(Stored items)

PR #722, opened 2020-03-22
Faster refreshing

jesseduffield:
This speeds up the UI by pulling a heap of code out of the UI thread. There are downsides: the UI isn't as synchronous anymore so it can be a little jarring when two different places update at slightly different times to represent the same change. It's also possible that there are a couple of places that depended on things happening synchronously, but I've been pretty conservative in how I've done the refactor. To call `gui.refreshCommits` synchronously, just call it normally, and to do it asynchronously, call it as a goroutine.

I'm also bumping the commit limit up to 300 from 30 because it's more realistic, and I'm making it that if you pass that number, we'll re-apply the limit next time you checkout a branch or reset to a commit, because we were having issues with large repos slowing things down once the limit was exceeded.

I'm also removing the Copied field from the commit object because there's no need for it: we're now just basing it on whether the commit's SHA shows up in our list of cherry picked commits. We still have some residual awkwardness from when rendering was handled by the model itself, meaning we were storing redundant data inside the model that could have been derived from the gui state.

I'm also trying out a new pattern when loading the commits and branches: we're now processing each line of the output at a time rather than loading the whole output, converting it to a string, then splitting the string into lines. Admittedly it doesn't have a huge benefit to loading times but I think it's an improvement.


pkg/gui/gui.go
```diff
@@ -916,7 +910,7 @@ func (gui *Gui) fetch(g *gocui.Gui, v *gocui.View, canAskForCredentials bool) (u
 		_ = gui.createConfirmationPanel(g, v, true, gui.Tr.SLocalize("Error"), coloredMessage, close, close)
 	}
 
-	_ = gui.refreshStatus(g)
+	gui.refreshSidePanels()
```
golangcibot: Error return value of `gui.refreshSidePanels` is not checked (from `errcheck`)

pkg/commands/os.go
```diff
@@ -425,3 +426,31 @@ func Kill(cmd *exec.Cmd) error {
...
+	}
+
+	for scanner.Scan() {
+		line := scanner.Text()
+		stop, err := onLine(line)
+		if err != nil {
+			return err
+		}
+		if stop {
+			cmd.Process.Kill()
```
golangcibot: Error return value of `cmd.Process.Kill` is not checked (from `errcheck`)

pkg/commands/os.go
```diff
@@ -425,3 +426,31 @@ func Kill(cmd *exec.Cmd) error {
...
+			break
+		}
+	}
+
+	cmd.Wait()
```
golangcibot: Error return value of `cmd.Wait` is not checked (from `errcheck`)

pkg/gui/branches_panel.go
```diff
@@ -136,37 +125,55 @@ func (gui *Gui) handleForceCheckout(g *gocui.Gui, v *gocui.View) error {
...
-	if err := gui.GitCommand.Checkout(ref, false); err != nil {
+type handleCheckoutRefOptions struct {
+	WaitingStatus string
+	EnvVars       []string
+}
+
+func (gui *Gui) handleCheckoutRef(ref string, options handleCheckoutRefOptions) error {
+	waitingStatus := options.WaitingStatus
+	if waitingStatus == "" {
+		waitingStatus = gui.Tr.SLocalize("CheckingOutStatus")
```
golangcibot: ineffectual assignment to `waitingStatus` (from `ineffassign`)

pkg/gui/confirmation_panel.go
```diff
@@ -39,7 +39,8 @@ func (gui *Gui) closeConfirmationPrompt(g *gocui.Gui, returnFocusOnClose bool) e
 			panic(err)
 		}
 	}
-	g.DeleteKeybindings("confirmation")
+	g.DeleteKeybinding("confirmation", gocui.KeyEnter, gocui.ModNone)
```
golangcibot: Error return value of `g.DeleteKeybinding` is not checked (from `errcheck`)

pkg/gui/confirmation_panel.go
```diff
@@ -39,7 +39,8 @@ func (gui *Gui) closeConfirmationPrompt(g *gocui.Gui, returnFocusOnClose bool) e
...
+	g.DeleteKeybinding("confirmation", gocui.KeyEsc, gocui.ModNone)
```
golangcibot: Error return value of `g.DeleteKeybinding` is not checked (from `errcheck`)

PR #755, opened 2020-03-27
Replaces the deprecated go-git import path with the new one.

mcuadros:
Replaces the deprecated go-git import path with the new one.

`go-git` has recently moved to its own organization due to the reasons mentioned in: https://github.com/go-git/go-git/wiki/go-git-has-a-new-home!-v5-and-some-explanations.

Even if it's v5 in the URL it's completely backwards compatible (the reason to change the major version was the import path change itself), so everything should work exactly as it did with v4.


jesseduffield:
@mcuadros thanks for making this PR, sorry to hear about your troubles!

PR #764, opened 2020-03-28
add keybindings for paging in list panels and jumping to top/bottom

jesseduffield:
you can now jump to the top/bottom of a list panel with `<` and `>`, and you can move page by page with `,` and `.`.


Sebastian-Nielsen:
Shouldnt these be added to the keybindings-doc-float-window? 

image

I had to google for these keybindings and end up here in order to know that they existed. I would say they should be in the doc-window inside lazygit ..

stefanhaller:
> Shouldnt these be added to the keybindings-doc-float-window?

They are, in the "Navigation" section at the bottom: 
image

Of course, it's hard to get there as long as you don't know the keys yet... But mouse wheel or arrow down work. And in the next release we'll also have `home` and `end`.

PR #768, opened 2020-03-29
Diff mode

jesseduffield:
How it works:
When you press ctrl+e the diffing menu opens where you can diff the currently selected item. After that, any item you select will be diffed with the originally selected item. You can reverse the direction of the diff in the diffing menu. If we're in diffing mode you can hit escape to exit.


paveldroo:
It would be nice to add the keybinding in keybindings popup (? key). Thanks for the feature!

PR #26, opened 2016-04-30
[refactor] Replace stdlib errors pkg w/ pkg/errors

elithrar:
@Tenzer I realised that `github.com/pkg/errors` provides an `errors.New` function synonymous with the std. lib's `errors.New` after merging.


Tenzer:
Neat! That's a lot cleaner :)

» **TRY IT**
Every record above needs to be returned in full, exactly.

» **SOLUTION BELOW**
PR #722, opened 2020-03-22
Faster refreshing

jesseduffield:
This speeds up the UI by pulling a heap of code out of the UI thread. There are downsides: the UI isn't as synchronous anymore so it can be a little jarring when two different places update at slightly different times to represent the same change. It's also possible that there are a couple of places that depended on things happening synchronously, but I've been pretty conservative in how I've done the refactor. To call `gui.refreshCommits` synchronously, just call it normally, and to do it asynchronously, call it as a goroutine.

I'm also bumping the commit limit up to 300 from 30 because it's more realistic, and I'm making it that if you pass that number, we'll re-apply the limit next time you checkout a branch or reset to a commit, because we were having issues with large repos slowing things down once the limit was exceeded.

I'm also removing the Copied field from the commit object because there's no need for it: we're now just basing it on whether the commit's SHA shows up in our list of cherry picked commits. We still have some residual awkwardness from when rendering was handled by the model itself, meaning we were storing redundant data inside the model that could have been derived from the gui state.

I'm also trying out a new pattern when loading the commits and branches: we're now processing each line of the output at a time rather than loading the whole output, converting it to a string, then splitting the string into lines. Admittedly it doesn't have a huge benefit to loading times but I think it's an improvement.


pkg/gui/gui.go
```diff
@@ -916,7 +910,7 @@ func (gui *Gui) fetch(g *gocui.Gui, v *gocui.View, canAskForCredentials bool) (u
 		_ = gui.createConfirmationPanel(g, v, true, gui.Tr.SLocalize("Error"), coloredMessage, close, close)
 	}
 
-	_ = gui.refreshStatus(g)
+	gui.refreshSidePanels()
```
golangcibot: Error return value of `gui.refreshSidePanels` is not checked (from `errcheck`)

pkg/commands/os.go
```diff
@@ -425,3 +426,31 @@ func Kill(cmd *exec.Cmd) error {
...
+	}
+
+	for scanner.Scan() {
+		line := scanner.Text()
+		stop, err := onLine(line)
+		if err != nil {
+			return err
+		}
+		if stop {
+			cmd.Process.Kill()
```
golangcibot: Error return value of `cmd.Process.Kill` is not checked (from `errcheck`)

pkg/commands/os.go
```diff
@@ -425,3 +426,31 @@ func Kill(cmd *exec.Cmd) error {
...
+			break
+		}
+	}
+
+	cmd.Wait()
```
golangcibot: Error return value of `cmd.Wait` is not checked (from `errcheck`)

pkg/gui/branches_panel.go
```diff
@@ -136,37 +125,55 @@ func (gui *Gui) handleForceCheckout(g *gocui.Gui, v *gocui.View) error {
...
-	if err := gui.GitCommand.Checkout(ref, false); err != nil {
+type handleCheckoutRefOptions struct {
+	WaitingStatus string
+	EnvVars       []string
+}
+
+func (gui *Gui) handleCheckoutRef(ref string, options handleCheckoutRefOptions) error {
+	waitingStatus := options.WaitingStatus
+	if waitingStatus == "" {
+		waitingStatus = gui.Tr.SLocalize("CheckingOutStatus")
```
golangcibot: ineffectual assignment to `waitingStatus` (from `ineffassign`)

pkg/gui/confirmation_panel.go
```diff
@@ -39,7 +39,8 @@ func (gui *Gui) closeConfirmationPrompt(g *gocui.Gui, returnFocusOnClose bool) e
 			panic(err)
 		}
 	}
-	g.DeleteKeybindings("confirmation")
+	g.DeleteKeybinding("confirmation", gocui.KeyEnter, gocui.ModNone)
```
golangcibot: Error return value of `g.DeleteKeybinding` is not checked (from `errcheck`)

pkg/gui/confirmation_panel.go
```diff
@@ -39,7 +39,8 @@ func (gui *Gui) closeConfirmationPrompt(g *gocui.Gui, returnFocusOnClose bool) e
...
+	g.DeleteKeybinding("confirmation", gocui.KeyEsc, gocui.ModNone)
```
golangcibot: Error return value of `g.DeleteKeybinding` is not checked (from `errcheck`)

PR #755, opened 2020-03-27
Replaces the deprecated go-git import path with the new one.

mcuadros:
Replaces the deprecated go-git import path with the new one.

`go-git` has recently moved to its own organization due to the reasons mentioned in: https://github.com/go-git/go-git/wiki/go-git-has-a-new-home!-v5-and-some-explanations.

Even if it's v5 in the URL it's completely backwards compatible (the reason to change the major version was the import path change itself), so everything should work exactly as it did with v4.


jesseduffield:
@mcuadros thanks for making this PR, sorry to hear about your troubles!

PR #764, opened 2020-03-28
add keybindings for paging in list panels and jumping to top/bottom

jesseduffield:
you can now jump to the top/bottom of a list panel with `<` and `>`, and you can move page by page with `,` and `.`.


Sebastian-Nielsen:
Shouldnt these be added to the keybindings-doc-float-window? 

image

I had to google for these keybindings and end up here in order to know that they existed. I would say they should be in the doc-window inside lazygit ..

stefanhaller:
> Shouldnt these be added to the keybindings-doc-float-window?

They are, in the "Navigation" section at the bottom: 
image

Of course, it's hard to get there as long as you don't know the keys yet... But mouse wheel or arrow down work. And in the next release we'll also have `home` and `end`.

PR #768, opened 2020-03-29
Diff mode

jesseduffield:
How it works:
When you press ctrl+e the diffing menu opens where you can diff the currently selected item. After that, any item you select will be diffed with the originally selected item. You can reverse the direction of the diff in the diffing menu. If we're in diffing mode you can hit escape to exit.


paveldroo:
It would be nice to add the keybinding in keybindings popup (? key). Thanks for the feature!

PR #26, opened 2016-04-30
[refactor] Replace stdlib errors pkg w/ pkg/errors

elithrar:
@Tenzer I realised that `github.com/pkg/errors` provides an `errors.New` function synonymous with the std. lib's `errors.New` after merging.


Tenzer:
Neat! That's a lot cleaner :)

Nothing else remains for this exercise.